Lines in the entries below where the word "version" shows up should each be copied.

[Collected data]
▼▼▼
Issue #13492, opened 2025-03-13
panic: deferred execution with id "__hdeferred/...=" not found


germanftorres:
### What version of Hugo are you using (`hugo version`)?

<pre>
$ hugo version
hugo v0.145.0+extended+withdeploy linux/amd64 BuildDate=2025-02-26T15:41:25Z VendorInfo=brew
</pre>

### Does this issue reproduce with the latest release?
Yes

Trying to integrate TailwindCSS v4 using the [docs](https://gohugo.io/functions/css/tailwindcss/), I experience a `hugo server` crash when editing some part of a template and trying to reload another page. This has been already described in #12963. Using `--disableFastRender` resolves the issue, but there is no livereload functionality either. 

```
>HUGO_MODULE_WORKSPACE=hugo.work hugo server --config hugo.toml,hugo.dev.toml

Watching for changes in /home/german/dev_work/etheria/hugo-modules/{adroller,imgproxy,seo-tools,sky-theme}
Watching for config changes in /home/german/dev_work/etheria/hugo-modules/sky-theme/hugo.toml, /home/german/dev_work/etheria/hugo-modules/sky-theme/hugo.dev.toml, /home/german/dev_work/etheria/hugo-modules/sky-theme/go.mod, /home/german/dev_work/etheria/hugo-modules/sky-theme/hugo.work
Start building sites … 
hugo v0.145.0+extended+withdeploy linux/amd64 BuildDate=2025-02-26T15:41:25Z VendorInfo=brew


                   |  ES   
-------------------+-------
  Pages            |  218  
  Paginator pages  |    0  
  Non-page files   |    5  
  Static files     | 1398  
  Processed images |    0  
  Aliases          |    0  
  Cleaned          |    0  

Built in 860 ms
Environment: "development"
Serving pages from disk
Running in Fast Render Mode. For full rebuilds on change: hugo server --disableFastRender
Web Server is available at http://localhost:1313/ (bind address 127.0.0.1) 
Press Ctrl+C to stop

Change detected, rebuilding site (#1).
2025-03-13 16:14:25.518 +0100
Template changed /posts/next-ad.html
Web Server is available at http://localhost:1313/ (bind address 127.0.0.1)
Total in 634 ms
panic: deferred execution with id "__hdeferred/8e575cf704df60ac_5be98fa57b3a47362e72ab81d8b5b9f1__d=" not found

goroutine 20445 [running]:
[...]

Issue #13737, opened 2025-05-23
hugo server - Panics and crashes - some random - live reload of js modules (not sure trigger)


naturedamends:
This issue includes the following potential issues
- Panic when file does not exist
- Random panic when using template.defer (may be fixed with by not using a partial)
- Live reload of javascript assets fails with (template.defer or js batch (notsure))
- Can't find the resource
- hugo.toml references a non existing module. hugo server stops rendering

> the following are, `hugo server -M`

I deleted runner2.js.  Should it not handle this panic and keep the server alive for when any errors are resolved.

```Asset changed /js/runner2.js
panic: open /Users/other/repos/gists/hugo-modules/themes/sd-basic/assets/js/runner2.js: no such file or directory

goroutine 681 [running]:
github.com/gohugoio/hugo/internal/js/esbuild.(*batcher).doBuild.func4({{0xc00098d6b0, 0x16}, {0x101b56ffc, 0x10}, {0x0, 0x0}, {0x0, 0x0}, 0x0})
	/root/project/hugo/internal/js/esbuild/batch.go:578 +0x108
github.com/gohugoio/hugo/internal/js/esbuild.createBuildPlugins.func2.3({{0xc00098d6b0, 0x16}, {0x101b56ffc, 0x10}, {0x0, 0x0}, {0x0, 0x0}, 0x0})
	/root/project/hugo/internal/js/esbuild/resolve.go:261 +0x119
github.com/evanw/esbuild/pkg/api.(*pluginImpl).onLoad.func1({{0x0, 0x0}, {{0xc00098d6b0, 0x16}, {0x101b56ffc, 0x10}, {0x0, 0x0}, {{0x0, 0x0}}, ...}})
	/root/project/gomodcache/github.com/evanw/esbuild@v0.25.3/pkg/api/api_impl.go:1996 +0x190
github.com/evanw/esbuild/internal/bundler.runOnLoadPlugins({0xc0007c53f0?, 0xfa0fc7baf79bca60?, 0xb097d09a804dd294?}, {0x102053400?, 0xc001600ca0}, 0xc0015ea4e0, {0xc00034a460, 0xc0016034a0, 0xc0016034b8, 0xc001600c80, ...}, ...)
	/root/project/gomodcache/github.com/evanw/esbuild@v0.25.3/internal/bundler/bundler.go:1125 +0xcb5
[...]

PR #14887, opened 2026-05-14
hugolib: Return error for missing deferred execution

xndvaz:
## Summary

- Return a render error instead of panicking when a published file contains a deferred template placeholder with no matching execution in the current build state.
- Include the output filename in the error to make stale placeholders easier to diagnose.
- Return an error instead of panicking if the deferred template path is missing.

This is a narrow follow-up hardening for one panic path mentioned in #13737. The issue is already closed by the js.Batch missing-import fix, so this intentionally uses See rather than Fixes.

See #13737

## Tests

- go test ./hugolib -run TestDeferredTemplateMissingExecutionReturnsErrorIssue13737 -count=20
- ./check.sh ./hugolib/...
- ./check.sh

## AI Assistance

I used AI assistance to help investigate the issue context, implement the change, and prepare tests. I reviewed the final diff, scope, and test coverage before publishing.

### DIFF
--- a/hugolib/hugo_sites_build.go
+++ b/hugolib/hugo_sites_build.go
@@ -543,7 +543,7 @@ func (s *Site) executeDeferredTemplates(de *deps.DeferredExecutions) error {
 			if err := func() error {
 				deferred, found := de.Executions.Get(id)
 				if !found {
-					panic(fmt.Sprintf("deferred execution with id %q not found", id))
+					return fmt.Errorf("deferred execution with id %q not found in %q", id, filename)
 				}
 				deferred.Mu.Lock()
 				defer deferred.Mu.Unlock()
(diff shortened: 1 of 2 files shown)


bep:
I don't think this is right. This is an error situation that 1. Should never happen (is a bug) and 2. It's not obvious what the user should do about it. So we panic to make it as loud and detailed as possible.

bep:
Ignore my last comment, there is one known case where this missing deferred execution can happen.

hugolib/hugo_sites_build.go
```diff
@@ -543,7 +543,7 @@ func (s *Site) executeDeferredTemplates(de *deps.DeferredExecutions) error {
 			if err := func() error {
 				deferred, found := de.Executions.Get(id)
 				if !found {
-					panic(fmt.Sprintf("deferred execution with id %q not found", id))
+					return fmt.Errorf("deferred execution with id %q not found in %q", id, filename)
```
bep, line 546: Can you adjust this error message to also include something ala:

>templates.Defer can only be used in a main template (typically baseof.html), see https://gohugo.io/functions/templates/defer/

bep:
Never mind, I change my mind again: The proper fix for this is to make it so 

>panic: deferred execution with id "__hdeferred/1e4c77c62ffd7372_11__d=" not found

Never happens.

As in: Somehow fix #13492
▲▲▲
# Answer section
### What version of Hugo are you using (`hugo version`)?
$ hugo version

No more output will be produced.